Isso aconteceu depois que os trabalhistas admitiram que o acordo governamental com as Ilhas Chagos entraria em colapso se Donald Trump se recusasse a rasgar um tratado de 60 anos.

O acordo de Sir Keir Starmer para entregar o território às Ilhas Maurício foi anulado na semana passada, depois que o presidente dos EUA o chamou de “ato de grande estupidez”. Os conservadores alertaram que o acordo violaria um tratado de 1966 entre os EUA e o Reino Unido.

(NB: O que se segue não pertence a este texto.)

PR #14483, opened 2026-02-07
Skip empty Turn Lists in the Turn Counter

### LINKED ISSUE #14471: [Third Reich 4th edition] ArrayIndexOutOfBoundsException: Index 0 out of bounds for length 0
| ABR | |
|-----|-----|
| Version | 3.7.19 |
| Reporter | elvilalta@gmail.com |
| Error Log | [97373 bytes](https://vassalengine.org/files/gh/fd4f500a3d834cbbda95eaf949e66c4f974bbab4) |

<pre>Turn is not working. 

Third Reich 4th edition v2.2b03 3.7.19

java.lang.ArrayIndexOutOfBoundsException: Index 0 out of bounds for length 0
 at VASSAL.build.module.turn.ListTurnLevel.getSetControl(ListTurnLevel.java:259)
 at VASSAL.build.module.turn.TurnLevel.getSetControls(TurnLevel.java:228)
 at VASSAL.build.module.turn.TurnTracker$SetDialog.addChildControls(TurnTracker.java:1273)
 at VASSAL.build.module.turn.TurnTracker$SetDialog.setControls(TurnTracker.java:1261)
</pre>

rlament:
Module designers can unintentionally or intentionally add an empty Turn List sub-component to a Turn Counter button. A new Turn List initializes as empty by default with no levels.

This PR adds handling of empty turn lists. The turn tracker should not throw exceptions on empty lists when advancing to the next or previous list item. For any list without defined levels or sub-levels, the turn counter skips over those empty turn lists.

Closes #14471

### DIFF
--- a/vassal-app/src/main/java/VASSAL/build/module/turn/ListTurnLevel.java
+++ b/vassal-app/src/main/java/VASSAL/build/module/turn/ListTurnLevel.java
@@ -80,8 +80,10 @@ public class ListTurnLevel extends TurnLevel implements ActionListener {
   protected void setLow() {
     current = first;
     rolledOver = false;
-    if (current < active.length && !active[current]) {
-      // first is not active. Find the next active index.
+    if ((current < active.length && !active[current])
+            || (list.length == 0 && getTurnLevelCount() == 0)) {
+      // Either not active or the item is an empty leaf node.
+      // Advance to the next active index.
       advance();
     }
     super.setLow();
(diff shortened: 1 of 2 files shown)


uckelman:
I worry that this change masks a bug in module design.

jonathanrwatts:
Perhaps send a warning to the log and the chat?

rlament:
Maybe not so much a bug but rather masking an incomplete module. It is quite possible that a module designer adds a list and forgets to populate it. Meanwhile running the module give no indication of potentially missing functionality. But this could be said of other components.

It is valid to have an empty list with sub-lists. Any warning would have to be solely on leaf nodes.

Consider this unconventional Turn Tracker design. There is a desire to fire a Global Hot Key when the Turn Tracker advances. The turn level itself may be managed elsewhere in another component, perhaps a counter/label on the map. Or alternatively the Turn Level Format references a Global Property and the Hotkey updates that property. The empty list can define what text the Turn Counter displays, including Global Properties. Without an empty Turn List the Global Hot Key does not fire. There are situations where an empty Turn List is valid design such as this. It will be hard to detect bad design without generating false positives.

Os trabalhistas então retiraram o projeto de lei de Chagos, mas disseram que ele retornaria.

Os relatórios sugerem que o governo admitiu numa carta na sexta-feira que não seria possível avançar com o acordo sem que os EUA o abandonassem.

Na semana passada, os chefes das agências de inteligência nacionais britânicas alertaram publicamente que não podem eliminar os riscos associados à nova embaixada chinesa.

O governo publicou uma carta ao Ministro do Interior e ao Ministro dos Negócios Estrangeiros escrita pelo Diretor Geral do MI5, Sir Ken McCallum, e pela Diretora do GCHQ, Anne Keast-Butler.

Eles admitiram: “Para o local, como para qualquer embaixada estrangeira em solo do Reino Unido, não é realista esperar ser capaz de eliminar completamente todo e qualquer risco potencial”.